Issue #93, opened 2026-07-31
Add Ben-Or and Tendermint to Proof Completion


Qian-Cheng-nju:
Add Proof Completion tasks from [`ben-or83`](https://github.com/konnov/apalache-examples/tree/main/ben-or83) and [`tendermint`](https://github.com/konnov/apalache-examples/tree/main/tendermint). 

@sukanya1426

- [ ] Import the proof modules and required local dependencies, recording the upstream commit, license, and provenance.
- [ ] Generate the candidates with the existing Proof Completion flow, and keep the data reproducible.
- [ ] Confirm the selected reference proofs pass with the repository's TLAPM and the generated tasks pass the existing dataset validation, then update the dataset summary.

sukanya1426:
Hi @Qian-Cheng-nju , I think we can close this issue now ... Again I dont have the permission to do so 😬

PR #95, opened 2026-07-31
Add proof-completion tasks from ben-or83 and tendermint

sukanya1426:
## What changed

- Bundle only the modules each proof reaches. Skip MC_* configs, add the source commit, licenses, and citations to NOTICE, and bundle Variants.tla from Apalache so tlapm can resolve it.
- Generated 341 candidate tasks. Dropped 22 where `PROOF OBVIOUS` already verifies.
- Dropped another 61 tasks whose reference proofs don't verify with the pinned `tlapm`. Reproduction steps are in `docs/apalache_examples_unverifiable.json`.
- Added 258 tasks (210 from ben-or83, 48 from tendermint), so that brings the proof-completion dataset to 708 tasks across 70 examples.
- Updated `README.md`, `docs/DATASET.md`, and `scripts/dataset_table.py`.

## Testing

- Validated all 258 tasks with `tlaps-bench validate` using the pinned `tlapm`.
- Passed SANY and integrity checks. Every target byte matches its source, with no proof content beyond the target.
- Regeneration is byte identical and only adds the two new example directories.
- 1,202 tests pass; 3 Docker integration tests are skipped in native CI.

## Notes for review

- 55 of the 103 tendermint tasks are excluded because their reference proofs don't verify with the pinned `tlapm`. The sources remain in `source/`, so the tasks can be restored once those proofs verify.
- ben-or83 contributes 210 tasks (~30% of the proof-completion suite). We should probably decide whether we're okay with one benchmark making up that much of the dataset.

Closes issue #93


sukanya1426:
@Qian-Cheng-nju Can you please review the pr? Thanks!

Qian-Cheng-nju:
I did some edits and now it looks good to me. Thanks!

## Description of the task
Among the records above, extract exactly the lines from the line with "Add Ben-Or and Tendermint to Proof Completion" to the line with "## What changed", both lines included, and leave out the rest.

## Result below
Add Ben-Or and Tendermint to Proof Completion


Qian-Cheng-nju:
Add Proof Completion tasks from [`ben-or83`](https://github.com/konnov/apalache-examples/tree/main/ben-or83) and [`tendermint`](https://github.com/konnov/apalache-examples/tree/main/tendermint). 

@sukanya1426

- [ ] Import the proof modules and required local dependencies, recording the upstream commit, license, and provenance.
- [ ] Generate the candidates with the existing Proof Completion flow, and keep the data reproducible.
- [ ] Confirm the selected reference proofs pass with the repository's TLAPM and the generated tasks pass the existing dataset validation, then update the dataset summary.

sukanya1426:
Hi @Qian-Cheng-nju , I think we can close this issue now ... Again I dont have the permission to do so 😬

PR #95, opened 2026-07-31
Add proof-completion tasks from ben-or83 and tendermint

sukanya1426:
## What changed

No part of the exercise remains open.